The frame data can include information on a data type included in each frame. For instance, in case of a first data type (Type0), the frame data can include minimum information. For detailed example, the first data type (Type0) can include a source power associated with side information. In case of a second data type (Type1), the frame data can include gains that are additionally updated. In case of third and fourth data types, the frame data can be allocated as a reserved area for a future use. If the bit stream is used for a broadcast, the reserved area can include information (e.g., sampling frequency, number of subbands, etc.) necessary to match a tuning of a broadcast signal.

As mentioned in the foregoing description, the signal processing apparatus according to the present invention, which is provided to such a transmitting/receiving device for such multimedia broadcasting as DMB (digital multimedia broadcasting), is usable to decode audio signals, data signals and the like. And, the multimedia broadcast transmitting/receiving device can include a mobile communication terminal.

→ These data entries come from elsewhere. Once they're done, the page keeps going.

Issue #344, opened 2025-07-29
Provide a feature to use `ring` instead of `aws-lc-sys`


Logarithmus:
`aws-lc-sys` is slow to compile, and most people don't care about FIPS or whatever, so `ring` is better in most cases.
You need to put `default-features = false` for `rustls`, as simple as that.

f1shl3gs:
This annoying me too, because rustls does not allow users enable `ring` and `aws_lc_rs` at the same time. So adding pulsar will panic programe once TLS is used.

See  
https://github.com/rustls/rustls/blob/e2f6115548b54e15ec52517208e4b4c6f27aa7db/rustls/src/crypto/mod.rs#L247
https://github.com/rustls/rustls/blob/e2f6115548b54e15ec52517208e4b4c6f27aa7db/rustls/src/crypto/mod.rs#L279

PR #362, opened 2025-09-21
Allow to change rustls crypto provider

dsferruzza:
Hi!

I had the issue explained in #344 (and it was blocking me because `aws-lc-sys` does not seem to be able to easily cross compile to ARMv6) so I made this change and it seems to fix it.
I'm using my fork successfully in my app.

I'm not sure if this is the right way to fix this though: if I understand correctly, this relies on having either the `aws-lc-rs` or the `ring` Rustls features enabled in the dependency tree(?)

Another way could be to introduce the following features in this crate:

- `tokio-rustls-runtime-ring`
- `tokio-rustls-runtime-aws-lc`
- `async-std-rustls-runtime-ring`
- `async-std-rustls-runtime-aws-lc`

Each would enable the correct features in the Rustls-related dependencies.
The `tokio-rustls-runtime` and `async-std-rustls-runtime` features would be aliases to whatever should be the default.

What do you think?

### DIFF
--- a/Cargo.toml
+++ b/Cargo.toml
@@ -27,7 +27,7 @@ crc = "^3.3.0"
 data-url = { version = "^0.3.1", optional = true }
 flate2 = { version = "^1.1.1", optional = true }
 futures = "^0.3.31"
-futures-rustls = { version = "^0.26.0", optional = true } # replacement of crate async-rustls (also a fork of tokio-rustls)
+futures-rustls = { version = "^0.26.0", default-features = false, features = ["tls12", "logging"], optional = true } # replacement of crate async-rustls (also a fork of tokio-rustls)
 log = "^0.4.27"
 lz4 = { version = "^1.28.0", optional = true }
 native-tls = { version = "^0.2.12", optional = true }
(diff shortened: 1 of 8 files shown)


Cargo.toml
```diff
@@ -39,13 +39,13 @@ prost = "^0.13.4"
...
 regex = "^1.11.1"
-rustls = { version = "^0.23.27", optional = true }
+rustls = { version = "^0.23.27", default-features = false, optional = true }
 snap = { version = "^1.1.1", optional = true }
 serde = { version = "^1.0.219", features = ["derive"], optional = true }
 serde_json = { version = "^1.0.140", optional = true }
 tokio = { version = "^1.45.0", features = ["rt", "net", "time"], optional = true }
 tokio-util = { version = "^0.7.15", features = ["codec"], optional = true }
-tokio-rustls = { version = "0.26.2", optional = true }
+tokio-rustls = { version = "0.26.2", default-features = false, optional = true }
```
BewareMyPower: Since it disables the default features, will it bring any breaking change for TLS use cases? Currently there is no integration test for TLS, so it's not quick to verify it.

src/consumer/engine.rs
```diff
@@ -433,7 +433,7 @@ impl<Exe: Executor> ConsumerEngine<Exe> {
     async fn process_payload(
         &mut self,
         message: CommandMessage,
-        mut payload: Payload,
+        #[allow(unused_mut)] mut payload: Payload,
```
BewareMyPower: It seems to be an irrelevant change (as well as the changes in `producer.rs`)?

dsferruzza: This was indeed not relevant, I removed it.

Cargo.toml
dsferruzza: I took some time to reimplement this in a way that should not break compatibility. Does it look better?

BewareMyPower (approved):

Besides, the above-described signal processing method according to the present invention can be implemented in a program recorded medium as computer-readable codes. The computer-readable media include all kinds of recording devices in which data readable by a computer system are stored. The computer-readable media include ROM, RAM, CD-ROM, magnetic tapes, floppy discs, optical data storage devices, and the like for example and also include carrier-wave type implementations (e.g., transmission via Internet). And, the bit stream generated by the signal processing method is stored in a computer-readable recording medium or can be transmitted via wire/wireless communication network.

INDUSTRIAL APPLICABILITY

While the present invention has been described and illustrated herein with reference to the preferred embodiments thereof, it will be apparent to those skilled in the art that various modifications and variations can be made therein without departing from the spirit and scope of the invention. Thus, it is intended that the present invention covers the modifications and variations of this invention that come within the scope of the appended claims and their equivalents.